Source information

=== Begin Enclosure ===

PR #445, opened 2021-03-19
PP-7889 Notify success and failure of toolbox test deployments

mrlumbu:
Couple of funny looking things:
The message is partly comprised of a bit written to a file and then loaded to a variable. This allows us to move the task that creates the messages to a task file, parameterise etc.
The other bit of the message (the build information) is stuck on the end in the `on_{success,failure}` handlers. This is because Concourse only exposes build information in resources https://stackoverflow.com/a/40939590 so if this were appended to the message in the create messages task, all the env vars would evaluate to an empty string.
Success goes to `govuk-pay-activity`, failure to `govuk-pay-announce` as discussed in story notes.

Example of success being sent https://cd.gds-reliability.engineering/teams/pay-dev/pipelines/deploy-to-test/jobs/deploy-toolbox/builds/169
Example of success message: https://gds.slack.com/archives/CEBPUR2JE/p1616166796010200

Example of failure being sent https://cd.gds-reliability.engineering/teams/pay-dev/pipelines/deploy-to-test/jobs/deploy-toolbox/builds/170

Example failure message: https://gds.slack.com/archives/CEBPUR2JE/p1616167252010800 (nb have fixed the :red_circle: emoji)

### DIFF
--- a/ci/pipelines/deploy-to-test.yml
+++ b/ci/pipelines/deploy-to-test.yml
@@ -348,6 +348,12 @@ resources:
       repository: govukpay/nginx-forward-proxy
       variant: release
       <<: *aws_staging_config
+  - name: slack-notification
+    type: slack-notification
+    source:
+      url: https://hooks.slack.com/services/((slack-notification-secret))
+
+
 
 resource_types:
   # Custom resource type - this has been merged to the
@@ -367,7 +373,11 @@ resource_types:
     source:
       repository: concourse/registry-image-resource
       tag: "1.1.0"
-
+  - name: slack-notification
+    type: docker-image
+    source:
+      repository: cfcommunity/slack-notification-resource
+      tag: latest
 groups:
   - name: update-deploy-to-test-pipeline
     jobs:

=== End Enclosure ===

Problem statement
Look above for the line containing "The other bit". Output from there through the line containing "variant: release", exactly and inclusively.

Solution to the exercise
The other bit of the message (the build information) is stuck on the end in the `on_{success,failure}` handlers. This is because Concourse only exposes build information in resources https://stackoverflow.com/a/40939590 so if this were appended to the message in the create messages task, all the env vars would evaluate to an empty string.
Success goes to `govuk-pay-activity`, failure to `govuk-pay-announce` as discussed in story notes.

Example of success being sent https://cd.gds-reliability.engineering/teams/pay-dev/pipelines/deploy-to-test/jobs/deploy-toolbox/builds/169
Example of success message: https://gds.slack.com/archives/CEBPUR2JE/p1616166796010200

Example of failure being sent https://cd.gds-reliability.engineering/teams/pay-dev/pipelines/deploy-to-test/jobs/deploy-toolbox/builds/170

Example failure message: https://gds.slack.com/archives/CEBPUR2JE/p1616167252010800 (nb have fixed the :red_circle: emoji)

### DIFF
--- a/ci/pipelines/deploy-to-test.yml
+++ b/ci/pipelines/deploy-to-test.yml
@@ -348,6 +348,12 @@ resources:
       repository: govukpay/nginx-forward-proxy
       variant: release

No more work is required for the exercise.